Whenever a line of the entries below holds the string "whether", copy that line and return it.

□ □ □

PR #23014, opened 2023-02-14
source-postgres connector-acceptance-tests : Fix saved state json

rodireich:
## What
In order to allow the `future_state` step of Connector Acceptance Test, the saved state needs to match the expected format consumed by source-postgres.
With this change, alongside the environment variable enabling `USE_STREAM_CAPABLE_STATE`(#22937), all CAT test in source-postgres should go through

## How
Add to saved json state record all the expected fields.


alafanechere:
@rodireich I do get the expected behavior when I run `docker run --rm -e USE_STREAM_CAPABLE_STATE=true -v $(pwd)/secrets:/secrets -v $(pwd)/integration_tests:/integration_tests airbyte/source-postgres:1.0.44 read  --config /secrets/config.json --catalog /integration_tests/incremental_configured_catalog.json --state /integration_tests/abnormal_state.json`.

I'll need to investigate why acceptance tests are still failing.

rodireich:
@alafanechere where do you see a failure? The platform build below here is showing all green (I thought this was the indication).

alafanechere:
@rodireich in the test I ran above. 
I suspect the error is related to the fact that the type of the states values are `string` and the `integer` in records.

alafanechere:
@rodireich just to move forward on this PR: would you mind only keeping the state file changes but reverting the `acceptance-test-config.yml` change? Then we can merge and wait for #23098 to be fixed for re-enabling the bypassed tests.

alafanechere (approved):
I think we can merge it.
We did not fix the bug of https://github.com/airbytehq/airbyte/issues/23098 but we have an `abnormal_state.json` with the valid format.
(this file is only used in the tests we disabled)

rodireich:
Thanks @alafanechere 
the problem in #23098 seems like more of the same variety - unexpected state structure.
Not sure why there's a variety as the existing structure - even on this PR, works with CDK and python connectors.

rodireich:
Sidenote: I was unable to disable `incremental:` altogether using `bypass_reason`.

PR #23030, opened 2023-02-14
only run review requirements on source connectors

c-p-b:
## What
I think this is misconfigured to run on EVERY pull request review event instead of just pull request review events on certain paths. Need to verify that is the case.

## How
only fire on pull request review events for certain paths


bnchrch (approved):
Looks like this should solve it.

octavia-approvington:

octavia-approvington (approved):

PR #23031, opened 2023-02-14
🪟 🎨 Credits Page Usage Table Redesign Pt. 1

teallarson:
## What
closes https://github.com/airbytehq/airbyte-internal-issues/issues/3797

- Adds a feature flag to use going forward with the redesign.
- Adds additional columns to the Credits Usage Table on the credits page. (NOTE: Schedule data is being added to the API, but I added a static column for it to get the styling right for now)
- Also renames it to Billing page.

Screenshot 2023-02-16 at 3 55 20 PM

## Recommended reading order
1. `UsagePerConnectionTable.*`
2. others


airbyte-webapp/src/packages/cloud/views/credits/CreditsPage/components/UsagePerConnectionTable.tsx
```diff
@@ -105,6 +112,160 @@ const UsagePerConnectionTable: React.FC<UsagePerConnectionTableProps> = ({ credi
...
+                isAscending={sortOrder === SortOrderEnum.ASC}
+              >
+                <FormattedMessage id="credits.connection" />
+              </SortableTableHeader>
+            ),
+            meta: {
+              thClassName: classNames(styles.header, styles.light),
+              responsive: true,
+            },
+            cell: (props) => (
```
tealjulia, line 150: This (and the source + destination cells) should have a Tooltip if they have an ellipsis.

We have a pattern [here](https://github.com/airbytehq/airbyte/blob/master/airbyte-webapp/src/components/connection/CatalogTree/next/CatalogTreeTableCell.tsx), which makes me wonder if this is something we want to extract for more generic use.  I am leaning yes?

Issue #17095, opened 2022-09-23
Add a "soft reset" feature


edgao:
## Tell us about the problem you're trying to solve
There might be cases where the raw table becomes out of sync with the final, normalized tables. For example:
* A bugged connector pushed data into the wrong location (e.g. https://github.com/airbytehq/airbyte/pull/17054) and the user is able to manually copy the `_raw` data back into where it's supposed to be located
* A normalization bug causes the final tables to be incorrect
* User accidentally deletes data from the normalized tables

In these cases, it would be nice to restore the normalized tables without doing a full reset. This allows us to skip the source -> destination phase, and rely instead on the `_raw` tables.

This also solves cases where dbt can't do normal schema evolutions, e.g. https://github.com/airbytehq/airbyte/issues/16668 (Snowflake restricts what types `ALTER COLUMN` can change).

## Describe the solution you’d like
Add a feature to do a `dbt run --full-refresh` in normalization, and add a button in  the UI to trigger it. Name needs some workshopping, maybe "dbt reset", "partial reset", "dbt rebuild"...

some discussion in https://airbytehq-team.slack.com/archives/C03C4AVJWG4/p1663941602536999

## Describe the alternative you’ve considered or used
Full connection reset. This incurs additional compute+time because it requires fetching the data out of the source and re-writing it into the destination. That's unnecessary, because the `_raw` tables already have that information.

## Are you willing to submit a PR?
sure :)

grishick:
troubleshooting the first attempt to rollback v1 protocol would have been easier if we had this feature

evantahler:
Linking https://github.com/airbytehq/airbyte/issues/17579 and https://github.com/airbytehq/airbyte/issues/17095

PR #23039, opened 2023-02-15
Add WorkspaceId to Job Reset configs

gosusnp:
## What
* We are not setting the workspaceId for resets, this may prevent some feature flags to work as expected.

## How
* Pass the workspaceId for resets.


benmoriceau (approved):

benmoriceau:
LGTM.

edgao (approved):
is there somewhere reasonable we can add a `Preconditions.checkNotNull(config.getWorkspaceId())`? Mostly thinking of if we ever want to add more jobs types (e.g. [soft reset](https://github.com/airbytehq/airbyte/issues/17095)) we might end up in the same position

gosusnp:
@edgao, I don't think we have an obvious place at the moment that would be catching all the cases, but it did came up in some discussions. We're expending on feature flagging, one idea is to align the context we use for tracing and feature flagging, we may be able to figure something out once we start that work.

edgao (approved):
makes sense, lgtm

octavia-approvington:
Lets do it! <br/> giddddy-up

octavia-approvington (approved):

PR #23045, opened 2023-02-15
Strict comparison normalization: Use launchdarkly feature flag

edgao:
## What
flag defined in https://app.launchdarkly.com/default/production/features/normalization.strictComparisonNormalizationEnabled

image tag continues to be an env var though, since it needs to be an arbitrary string

## How
if workspace is in either the env var, _or_ the feature flag, then use the strict_comparison normalization image. This will make the transition smoother (i.e. anyone already in the env var continues to work, and then we can add more workspaces via launchdarkly)

## Recommended reading order
yes, I recommend you read the files in order

## 🚨 User Impact 🚨
none

### DIFF
--- a/airbyte-featureflag/src/main/kotlin/Flags.kt
+++ b/airbyte-featureflag/src/main/kotlin/Flags.kt
@@ -19,6 +19,8 @@ object ApplyFieldSelection : EnvVar(envVar = "APPLY_FIELD_SELECTION")
 
 object PerfBackgroundJsonValidation : Temporary(key = "performance.backgroundJsonSchemaValidation")
 
+object StrictComparisonNormalizationEnabled : Temporary(key = "normalization.strictComparisonNormalizationEnabled")
+
 object FieldSelectionEnabled : Temporary(key="connection.columnSelection")
 
 // NOTE: this is deprecated in favor of FieldSelectionEnabled and will be removed once that flag is fully deployed.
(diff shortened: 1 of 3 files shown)


airbyte-featureflag/src/main/kotlin/Flags.kt
```diff
@@ -19,6 +19,8 @@ object ApplyFieldSelection : EnvVar(envVar = "APPLY_FIELD_SELECTION")
 
 object PerfBackgroundJsonValidation : Temporary(key = "performance.backgroundJsonSchemaValidation")
 
+object StrictComparisonNormalizationEnabled : Temporary(key = "normalization.strictComparisonNormalizationEnabled")
```
benmoriceau, line 22: I think that you're missing an update in the file flags.yml in order to be able to use this flag in Open source. If the plan is to remove the other flag, we should add it.

benmoriceau (approved):

airbyte-featureflag/src/main/kotlin/Flags.kt
edgao: is flags.yml just default values to handle the case where OSS users can't reach launchdarkly?

also, which other flag are you referring to? (the env var for image tag, or the env var for enabling strict_comparison)

edgao: added an entry to flags.yml, ptal just in case and then I'll mark as ready to ship

benmoriceau: yes, it is about having a configurable value in OSS.

benmoriceau (approved):

airbyte-featureflag/src/main/kotlin/Flags.kt
benmoriceau: If you want to test it locally, you'll need to add the path to the flag file in the application configuration like what is done in https://github.com/airbytehq/airbyte/pull/22397/files#diff-d0c67bf55b2b8412bf233bf144f0a4f74f60bb749faccbe0aba89c77730d12ba

edgao: tested locally with that setup, confirmed that normalization runs with `strict_comparison` after flipping `flags.yml` to true

edgao:
moved over to https://github.com/airbytehq/airbyte-platform/pull/98

Issue #22572, opened 2023-02-08
Connector builder projects: Add delete API for builder projects


flash1293:
Introduce APIs for deleting builder projects

```
POST /v1/api/connector_builder_projects/delete
{
    "workspaceId": "<workspace>",
    "builderProjectId": "<id>",
}
```

Fails when there is an actor definition id specified (this means the connector is published and can’t be deleted anymore) 400

For all apis the following constraints apply:
* Builder project doesn’t exist in workspace 404
* Name needs to be non-empty
* Draft can be “null” as well to unset it completely

## Acceptance criteria

* All APIs are functional as described above
* All APIs are unit-tested
* All introduced APIs need to be wrapped in cloud with Editor permission for workspace

Issue #22571, opened 2023-02-08
Connector builder projects: Add update API for builder projects


flash1293:
Introduce APIs for updating builder projects

```
POST /v1/api/connector_builder_projects/update
{
    "workspaceId": "<workspace>",
    "builderProjectId": "<id>",
    "builderProject": {
        "name": "My connector",
        "draftManifest": {...}
    }
}
```

Response 204 No content

* Fail with 400 if the builder project is not associated with that workspace ID
* Builder project doesn’t exist in workspace 404
* Name needs to be non-empty
* Draft can be “null” as well to unset it completely

## Acceptance criteria

* All APIs are functional as described above
* All APIs are unit-tested
* All introduced APIs need to be wrapped in cloud with Editor permission for workspace

PR #22879, opened 2023-02-13
Create builder projects table

flash1293:
Fixes https://github.com/airbytehq/airbyte/issues/22444

By introducing the `connector_builder_project` table and adding methods to read/write/delete projects to the `ConfigRepository` class, including tests for these methodes.

Not sure about the version for the platform - is this worth a minor version bump or should it be patch?

## How to test

* Run the tests introduced as part of the PR
* Build platform and start via docker, then log into internal database via `docker exec -ti airbyte-db psql -U docker -d airbyte` and inspect created table.

PR #23063, opened 2023-02-15
Connector builder api: create, update, delete

flash1293:
Based on https://github.com/airbytehq/airbyte/pull/22879

Fixes https://github.com/airbytehq/airbyte/issues/22570
Fixes https://github.com/airbytehq/airbyte/issues/22571
Fixes https://github.com/airbytehq/airbyte/issues/22572

This PR is adding the API layer for creating, updating and deleting builder projects based on the new model. This includes the following parts:
* Extend openapi spec for the server (`airbyte-api/src/main/openapi/config.yaml`)
* Implement API controller (`airbyte-server/src/main/java/io/airbyte/server/apis/ConnectorBuilderProjectApiController.java`) which is forwarding everything to the handler
* Implement handler (`airbyte-commons-server/src/main/java/io/airbyte/commons/server/handlers/ConnectorBuilderProjectsHandler.java`) which is executing the write operations with help of the `ConfigRepository`
  * Checking whether the project exists in the current workspace is centralized in a `validateWorkspace` method that check with the database
* Adjust config repository `airbyte-config/config-persistence/src/main/java/io/airbyte/config/persistence/ConfigRepository.java`:
  * Do not check workspace consistency (this is pare of the handler now)
  * Throw instead of returning optional for the builder project for consistency
* Add tests for the handler and adjust tests for the config repository.

Notes:
* I tried to follow established approaches whereever possible to make this code as little "suprising" as possible for a platform engineer, but maybe I misunderstood something
* In theory it would be possible in some places to collapse multiple queries into one (e.g. the validate call is already implicitly checking whether a builder project exists, but the write call is doing another lightweight exists call), however separating different concerns seemed more important here. If it turns out to be necessary, performance optimizations can be done in a later step.

Can be tested end-to-end by building the server via `SUB_BUILD=PLATFORM ./gradlew assemble`, starting via `BASIC_AUTH_USERNAME="" BASIC_AUTH_PASSWORD="" VERSION=dev docker-compose --file ./docker-compose.yaml up` and using curl to call the new endpoints while checking the state of the database by logging into the database via `docker exec -ti airbyte-db psql -U docker -d airbyte`


xiaohansong (approved):

airbyte-commons-server/src/main/java/io/airbyte/commons/server/handlers/ConnectorBuilderProjectsHandler.java
```diff
@@ -0,0 +1,92 @@
...
+import io.airbyte.config.persistence.ConfigNotFoundException;
+import io.airbyte.config.persistence.ConfigRepository;
+import io.airbyte.validation.json.JsonValidationException;
+import jakarta.inject.Inject;
+import jakarta.inject.Singleton;
+import java.io.IOException;
+import java.util.UUID;
+import java.util.function.Supplier;
+
+@SuppressWarnings("PMD.AvoidCatchingNPE")
```
girarda, line 22: why suppress the warning?

airbyte-commons-server/src/main/java/io/airbyte/commons/server/handlers/ConnectorBuilderProjectsHandler.java
```diff
@@ -0,0 +1,92 @@
...
+    return new ConnectorBuilderProject().withBuilderProjectId(id).withWorkspaceId(projectCreate.getWorkspaceId())
+        .withName(projectCreate.getBuilderProject().getName())
+        .withManifestDraft(new ObjectMapper().valueToTree(projectCreate.getBuilderProject().getDraftManifest()));
+  }
+
+  private ConnectorBuilderProjectIdWithWorkspaceId idResponseFromBuilderProject(final ConnectorBuilderProject project) {
+    return new ConnectorBuilderProjectIdWithWorkspaceId().workspaceId(project.getWorkspaceId()).builderProjectId(project.getBuilderProjectId());
+  }
+
+  public void validateWorkspace(final UUID projectId, final UUID workspaceId) throws ConfigNotFoundException, IOException {
```
girarda, line 61: can this method be package-protected? I don't think it should be used directly from another class

girarda (approved):

airbyte-commons-server/src/main/java/io/airbyte/commons/server/handlers/ConnectorBuilderProjectsHandler.java
flash1293: Leftover, removed that.

airbyte-commons-server/src/main/java/io/airbyte/commons/server/handlers/ConnectorBuilderProjectsHandler.java
flash1293: You are right, made it private

PR #23065, opened 2023-02-15
[DRAFT]🪟 🎨 Update replication page and streams table layout

### LINKED ISSUE #20969: Update connection page scrolling behavior

edmundito:
## What
Resolves #20969

This change merges the changes in these PRs:

- [x] #22173
- [x] #22524
- [x] #21880

There are 12 different combinations to test these changes:

Pages

* Create connection
* Edit replication settings
* Deleted page replication tables

Apps
* Cloud
* OSS

New table feature
* Enabled
* Disabled

## How
Changes described in each PR. This was created as one feature because each had some conflicts with the other and wanted to introduce the changes to users in one pass.


edmundito:
Replaced by https://github.com/airbytehq/airbyte-platform/pull/72

PR #23070, opened 2023-02-15
🪟🔧 Improve the preview of the ConnectorForm in storybook

timroes:
## What

* Adds a new ConnectorForm/Preview story into storybook, which allows easier pasting of _just_ the `connectionSpecification` without any surrounding connector information needed as well as allowing to preview the result of the form submit in the Actions tab.
* Turn the story into CSF 3 format
* Adjusts the markdown documentation we had for this, to be way more simple and just point to our deployed Storybook.

localhost_9009__path=_story_connector-connectorform--preview


airbyte-webapp/src/views/Connector/ConnectorForm/index.stories.tsx
```diff
@@ -216,5 +215,142 @@ Oneof.args = {
...
+    formId: hidden,
+    selectedConnectorDefinition: hidden,
+    selectedConnectorDefinitionSpecification: hidden,
+    isEditMode: hidden,
+    connectorId: hidden,
+    connectionTestSuccess: hidden,
+    isTestConnectionInProgress: hidden,
+    bodyClassName: hidden,
+    headerBlock: hidden,
+    renderFooter: hidden,
```
timroes, line 353: :information_source: By default all properties of the base component (default export) will show up in storybook, so hiding all except `onSubmit` (needed for Actions to work), and the `formType` one (just to be able to render it nicely in whatever type you prefer). Also adding the `connectionSpecification` property here, which our custom render function on top will use.

flash1293 (approved):
That's awesome, thanks for fixing it. Pushed one super small fix (making sure the form type is set matching the spec), but this looks great. Very helpful tool!

timroes:
Superseded by https://github.com/airbytehq/airbyte-platform/pull/94

PR #23078, opened 2023-02-15
Hide the react query devtool button in cypress

timroes:
## What

Hides the react query devtools button while running in cypress. When developing locally you usually have a dev version running that you run cypress tests against (via `cypress:open`), which has that button visible by default. We've seen cases where the button overlaps another button and cypress can't click that unerlying button in this case. So making sure we always hide that button when running cypress cases.

### DIFF
--- a/airbyte-webapp-e2e-tests/cypress.json
+++ b/airbyte-webapp-e2e-tests/cypress.json
@@ -2,6 +2,7 @@
   "projectId": "916nvw",
   "baseUrl": "https://localhost:3000",
   "testFiles": ["**/*.spec.*"],
+  "supportFile": "cypress/support/e2e.ts",
   "viewportHeight": 800,
   "viewportWidth": 1280,
   "retries": {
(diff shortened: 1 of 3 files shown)


teallarson (approved):
Tried it out locally, lgtm.

Do we want to do the same for the Vite button that shows up when there are console errors/warnings?  Ambivalent on that one (since presumably folks should just clear up the errors/warnings 😉)

timroes:
> Do we want to do the same for the Vite button that shows up when there are console errors/warnings? Ambivalent on that one (since presumably folks should just clear up the errors/warnings wink)

I thought that we don't really need that, because it feels like you can (should?) fix your warning/errors before running the end to end tests, why I decided not to do. But happy to revise if you feel it's beneficial.

ambirdsall (approved):

timroes:
Superseded by https://github.com/airbytehq/airbyte-platform/pull/81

□ □ □

*Answer to this exercise*.
  * Checking whether the project exists in the current workspace is centralized in a `validateWorkspace` method that check with the database
* In theory it would be possible in some places to collapse multiple queries into one (e.g. the validate call is already implicitly checking whether a builder project exists, but the write call is doing another lightweight exists call), however separating different concerns seemed more important here. If it turns out to be necessary, performance optimizations can be done in a later step.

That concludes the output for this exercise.